So soll Klotens Plan B gedeihen

26.4.2018 - Von Rolf Schwarz

An der heutigen Medienkonferenz haben die Verantwortlichen des EHC Kloten darüber informiert, wie es weitergehen soll mit dem EHC Kloten. Mit einem Plan B und Felix Hollenstein als Sportchef.

Entschlossen und mit gewohnt kräftiger Stimme wiederholt VR-Präsident und Besitzer des EHC Kloten, Hans-Ueli Lehmann, eingangs an der heutigen Medienorientierung, was er schon gestern Nacht mehrmals betont hat: Man sei zwar umgefallen, bleibe aber nicht liegen und werde wieder aufstehen, resp. zurückkommen.

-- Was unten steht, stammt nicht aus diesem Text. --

PR #3326, opened 2026-05-10
fix: include sandbox provider error details

seratch:
This pull request fixes sandbox provider diagnostics so transport and startup failures include the provider error details that are reliably available from each backend.

It preserves existing exception types while allowing structured sandbox errors to carry clearer messages, expands Cloudflare HTTP/body diagnostics, and adds targeted Daytona, Modal, and Blaxel error summaries for exec, PTY startup, and workspace-start paths. Regression tests cover the visible messages and structured context for the updated providers.


seratch:
@codex review

PR #3338, opened 2026-05-10
fix: #3337 validate RunState approval decision shapes

### LINKED ISSUE #3337: RunState approval restore accepts invalid decision shapes
### Please read this first

- **Have you read the docs?** Yes. This is about `RunState` deserialization integrity rather than a documented usage option.
- **Have you searched for related issues?** Yes. #2658 / #2660 are adjacent because they established durable approval rejection-message state, but they do not cover invalid serialized approval decision shapes. I did not find an issue or PR for this validation gap.

### Describe the bug

`RunState.from_json()` restores serialized approval records without validating the shape of the `approved` and `rejected` fields. The SDK serializer emits those fields as either a boolean or a list of call IDs, but corrupted or externally produced JSON can provide a string, mapping, `None`, or a mixed list.

Today those invalid values are accepted silently. For example, a serialized rejection can be changed from `["cid2"]` to `"cid2"`, and restore succeeds while the approval status becomes pending (`None`) instead of rejected.

### Debug information

- Agents SDK version: upstream `main` at `479640e2`

### Repro steps

Run this from a checkout of upstream `main` at `479640e2`:

```python
import asyncio

from agents import Agent
from agents.exceptions import UserError
from agents.items import ToolApprovalItem
from agents.run_state import RunState
from openai.types.responses import ResponseFunctionToolCall


async def main():
    agent = Agent(name="ApprovalShapeAgent")
    state = RunState(
        context=RunContextWrapper(context={}),
        original_input="test",
        starting_agent=agent,
    )
    approval_item = ToolApprovalItem(
        agent=agent,
        raw_item=ResponseFunctionToolCall(
            type="function_call",
            name="tool2",
            call_id="cid2",
            status="completed",
            arguments="",
        ),
    )
    state.reject(approval_item, rejection_message="Denied by reviewer")
    data = state.to_json()
    data["context"]["approvals"]["tool2"]["rejected"] = "cid2"

    try:
        restored = await RunState.from_json(agent, data)
    except UserError as exc:
        print(f"raised UserError: {exc}")
    else:
        status = restored._context.is_tool_approved("tool2", "cid2")
        print(f"restored without error; approval status: {status!r}")


asyncio.run(main())
```

Actual result:

```text
restored without error; approval status: None
```

### Expected behavior

`RunState.from_json()` should reject malformed approval decision fields instead of silently restoring impossible approval state. `approved` and `rejected` should be accepted only when they are booleans or lists of string call IDs.

Aphroq:
### Summary

- Validate serialized approval records when rebuilding `RunContextWrapper` approvals from `RunState`.
- Accept only boolean decisions or lists of string call IDs for `approved` and `rejected`.
- Add regression coverage for malformed approval decision shapes.

### Test plan

### Issue number

Closes #3337

### Checks

### DIFF
--- a/src/agents/run_context.py
+++ b/src/agents/run_context.py
@@ -1,5 +1,6 @@
 from __future__ import annotations
 
+from collections.abc import Mapping
 from dataclasses import dataclass, field
 from typing import TYPE_CHECKING, Any, Generic
 
@@ -12,6 +13,7 @@ from ._tool_identity import (
     is_reserved_synthetic_tool_namespace,
     tool_qualified_name,
 )
+from .exceptions import UserError
 from .usage import Usage
 
 if TYPE_CHECKING:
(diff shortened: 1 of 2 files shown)


Aphroq:
@codex review

seratch:
Thanks for sharing this patch. However, I think this scenario is unlikely to occur in practice. If we want to validate serialized data in this way, we should probably introduce a more comprehensive validation mechanism rather than adding isolated if/else checks. For this reason, let’s close this PR and the referenced issue.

Dadurch, dass man beim EHC Kloten keine 24 Stunden nach besiegeltem Schicksal einlädt und informiert, zeigt, dass trotz Aussagen von Hans-Ueli Lehmann in den vergangenen Wochen, über keinen Plan B zu verfügen, im Hintergrund gearbeitet worden ist an einem möglichen Szenario Abstieg.

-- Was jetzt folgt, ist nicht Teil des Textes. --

PR #3339, opened 2026-05-10
fix: #781 replace assertion in handoff() with UserError

### LINKED ISSUE #781: Misleading Assertion Logic and Message for on_handoff/input_type in `handoff()` function at `agents/handoffs.py`
### Please read this first

- **Have you read the docs?**[Agents SDK docs](https://openai.github.io/openai-agents-python/) : `Yes`
- **Have you searched for related issues?** Others may have had similar requests: `Yes`

### Question   

**Description of the Issue:**

In the `agents/handoffs.py`, there's ae `assert` statement in `handoff()` function related to the `on_handoff` and `input_type` parameters that appears to be logically flawed and potentially misleading:

```python
assert (on_handoff and input_type) or not (on_handoff and input_type), (
    "You must provide either both on_input and input_type, or neither"
)
```

There are two main concerns with this assertion as presented:

1.  **Logical Tautology:** The condition `(on_handoff and input_type) or not (on_handoff and input_type)` can be simplified to `P or not P` (where `P = on_handoff and input_type`). This is a tautology, meaning it always evaluates to `True`, regardless of the truthiness of `on_handoff` or `input_type`. Consequently, this `assert` statement will never fail and does not enforce any conditions.

2.  **Contradictory Message:** The assertion message states, *"You must provide either both on_input and input_type, or neither"* (assuming "on_input" is a typo for "on_handoff"). This message suggests a strict requirement that `on_handoff` and `input_type` must either both be present or both be absent. This is in direct contradiction to the assertion's condition, which, being always true, places no restrictions.

**Framing the Concern:**

If the use of a tautological (always true) condition in the assertion is intentional – perhaps to signify that, for the purpose of that example, the SDK imposes no specific co-occurrence requirements on `on_handoff` and `input_type` (i.e., allowing flexible combinations such as one parameter being provided without the other) – then the accompanying message *"You must provide either both on_handoff and input_type, or neither"* becomes highly contradictory and misleading.

This interpretation suggests that the SDK might indeed intend to be flexible regarding these parameters. My own testing confirms this flexibility: for instance, if `input_type` is not passed to the `handoff()` function, and the `on_handoff` callback's signature is adjusted to not expect the corresponding parsed `input_data`, there is no operational issue. This practical behavior aligns with the idea that the SDK allows providing `on_handoff` without a corresponding `input_type` in certain valid scenarios.

The current state of this example assertion can therefore cause significant confusion for users trying to understand the correct and valid usage patterns for `on_handoff` and `input_type`.

**Expected Behavior:**

The code should clearly and accurately reflect the SDK's behavior and requirements. An `assert` statement should either:
* Correctly enforce a relevant condition being demonstrated.
* Be accompanied by explanatory text that clarifies its purpose or limitations if it's illustrative of a partial concept.
* The message of an assertion should accurately reflect the logic of its condition.

**Actual Behavior:**

The `assert` statement:
* Does not enforce any condition due to its tautological logic.
* Presents a message that implies a strict rule ("both or neither").
* This rule from the message is not universally true for the SDK's `handoff()` function, which offers more flexibility.

**Location:**

This assertion statement is found at line 170 in `handoff()` function and in the `agents/handoffs.py` within the `openai-agents-python` repository.

**Suggested Actions:**

To mitigate confusion, I suggest the following:

1.  **If the intent is to demonstrate a specific rule:** The assertion logic should be corrected to accurately implement that rule (e.g., `assert bool(on_handoff_callback) == bool(input_model)` if the "both or neither" rule is indeed what the code aims for a specific scenario).
2.  **If the intent is to show that the parameters are optional or have nuanced dependencies:** The assertion might be misleading. It would be better to replace it with clear explanatory text detailing the valid combinations of `on_handoff` and `input_type`, including when `input_type` is essential for an `on_handoff` callback that expects structured data.
3.  **At a minimum:** The current tautological assertion and its contradictory message should be revised to prevent user confusion.

Clarifying the relationship and valid usage patterns of `on_handoff` and `input_type` in the core documentation would also be beneficial.

Thank you for considering this issue.

0xSudoSSH:
### Summary

Replace tautological assertion in `handoff()` with proper `UserError` validation.

**Two problems with the original assertion:**

1. **Tautological logic** — `(X) or not (X)` is always `True`, so the assertion never fires and enforces nothing.

2. **Incorrect error message** — The message says "You must provide either both on_handoff and input_type, or neither", but `on_handoff` without `input_type` is a valid usage (simple callback that takes only context). The only invalid combination is `input_type` without `on_handoff`, since there would be no callback to receive the parsed input.

**Before (tautology — never fires):**
```python
assert (on_handoff and input_type) or not (on_handoff and input_type), (
    "You must provide either both on_input and input_type, or neither"
)
```

**After (correct validation):**
```python
if input_type is not None and on_handoff is None:
    raise UserError("input_type requires on_handoff to be provided")
```

**Valid combinations:**

| `on_handoff` | `input_type` | Valid? |
|---|---|---|
| None | None | ✅ No callback |
| Provided (1 arg) | None | ✅ Simple callback, context only |
| Provided (2 args) | Provided | ✅ Typed callback with parsed input |
| None | Provided | ❌ No callback to receive the parsed input — caught by this fix |

Note: downstream checks at lines 259–272 already catch most misuse (e.g., `assert callable(on_handoff)` and signature length validation), so the tautological assertion was effectively dead code. This fix replaces it with a clear, early validation that produces a helpful error message.

### Test plan

- Added `test_input_type_without_on_handoff_raises_error` to verify the fix
- All 29 existing handoff tests pass (`tests/test_handoff_tool.py`, `tests/test_handoff_prompt.py`, `tests/test_handoff_history_duplication.py`)
- `make format`, `make lint`, `make typecheck` — all pass

### Issue number

Closes #781

### Checks

### DIFF
--- a/src/agents/handoffs/__init__.py
+++ b/src/agents/handoffs/__init__.py
@@ -252,12 +252,12 @@ def handoff(
             hidden from the LLM at runtime.
     """
 
-    assert (on_handoff and input_type) or not (on_handoff and input_type), (
-        "You must provide either both on_handoff and input_type, or neither"
-    )
+    if input_type is not None and on_handoff is None:
+        raise UserError("You must provide on_handoff when input_type is provided")
     type_adapter: TypeAdapter[Any] | None
     if input_type is not None:
-        assert callable(on_handoff), "on_handoff must be callable"
+        if not callable(on_handoff):
+            raise UserError("on_handoff must be callable")
         sig = inspect.signature(on_handoff)
         if len(sig.parameters) != 2:
             raise UserError("on_handoff must take two arguments: context and input")
--- a/src/agents/realtime/handoffs.py
+++ b/src/agents/realtime/handoffs.py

Die heute präsentierten Entscheide und Massnahmen sind aber eigentlich kein Plan B mehr. Denn einerseits ist das B ja mittlerweile zum A geworden und andererseits sind die heute kommunizierten Neuigkeiten verständlicherweise noch nicht komplett ausgearbeitet, daher eher als Skizzen, denn als Pläne zu verstehen.

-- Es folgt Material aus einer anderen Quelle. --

PR #3344, opened 2026-05-11
Validate prompt configs before model dispatch

FU-max-boop:
## Summary
- validate static and dynamic prompt configs before converting them to model input
- reject missing/non-string prompt ids and invalid version/variables fields with UserError
- apply the same validation when realtime agents merge prompt configs into session model settings

## Tests
- uv run pytest tests/test_agent_prompt.py tests/realtime/test_realtime_model_settings.py -q
- uv run ruff format --check src/agents/prompts.py src/agents/realtime/openai_realtime.py src/agents/realtime/session.py tests/test_agent_prompt.py tests/realtime/test_realtime_model_settings.py
- uv run ruff check src/agents/prompts.py src/agents/realtime/openai_realtime.py src/agents/realtime/session.py tests/test_agent_prompt.py tests/realtime/test_realtime_model_settings.py
- uv run pyright --project pyrightconfig.json src/agents/prompts.py src/agents/realtime/openai_realtime.py src/agents/realtime/session.py tests/test_agent_prompt.py tests/realtime/test_realtime_model_settings.py

### DIFF
--- a/src/agents/prompts.py
+++ b/src/agents/prompts.py
@@ -48,8 +48,20 @@ DynamicPromptFunction = Callable[[GenerateDynamicPromptData], MaybeAwaitable[Pro
 """A function that dynamically generates a prompt."""
 
 
-def _coerce_prompt_dict(prompt: Prompt | dict[object, object]) -> Prompt:
-    """Convert a runtime-validated prompt dict into the Prompt TypedDict view."""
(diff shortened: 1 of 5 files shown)


seratch:
Thanks for sending this patch. When using a prompt object, users are expected to understand what data is required. Also, if we add this type of runtime validation for objects here, the SDK would need to do the same in many other places across the codebase. For these reasons, we do not plan to include this change.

Mike Schälchli, VR-Mitglied und verantwortlich für den Bereich Kommerz vermeldet, dass es zu praktisch keinem Ausstieg von Partnerschaften kommen wird wegen des Abstiegs. Man könne also grösstenteils weiterhin auf existierende Partner zählen, was als sehr positives Zeichen gewertet werden dürfe. Ferner werde gearbeitet an vereinfachten Konzepten für die Donatoren, Redliner, etc. und es würden 3'000 bis 4'000 Saisonkarteninhaber als Ziel angestrebt. Zudem wird Schälchli im Sponsoring Bereich demnächst einen dritten Hauptpartner bekanntgeben können.

Sportlich gesehen ist nach nur einer Nacht natürlich noch nicht ebenso viel Klarheit vorhanden. Fige Hollenstein als neuer Sportchef wird mit der Unterstützung des einstigen Sportchefs Peter Lüthi in den kommenden Tagen mit den Spielern, welche ab 1. Mai aufgrund der Relegation alle vertragslos sein werden, verhandeln. «Früher hätten diese Gespräche wohl etwa 2 – 3 Tage benötigt, heute mit den Spieleragenten benötige man wohl aber etwa 2 Wochen», mutmasst Felix Hollenstein. Auf der Trainerposition will man mit Interimscoach Rötheli weitermachen, eine mündliche Zusage sei vorhanden, womit auch klar ist, dass der suspendierte Trainier Kevin Schläpfer künftig nicht mehr in den Diensten des EHC Kloten stehen wird. Angesprochen auf den zeitlichen Horizont geht Hollenstein von ca. 3 Jahren aus, bis ein Wiederaufstieg möglich, resp. realistisch ist. Wenn’s bereits nach 2 Jahren klappt, umso besser. Weiter führt er aus, er spüre, dass in der Umgebung im Zürcher Unterland der EHC Kloten noch immer wahrgenommen werde und die Identifikation vorhanden sei. Ebenfalls wichtig für ihn sei der Nachwuchs: «Wir haben eine Verantwortung gegenüber der guten Nachwuchsarbeit, die hier geleistet wird», sagt er.

Der neue CEO Pascal Signer betont, sich bei seinem Engagement für den EHC Kloten nicht für eine Liga «committet» zu haben, sondern für den EHC Kloten. Auch er unterstreicht, was zuvor bereits Schälchli hervorgehoben hat: Das Wir-Gefühl bei den Anhängern, Zuschauern und Fans von Kloten soll künftig verstärkt werden.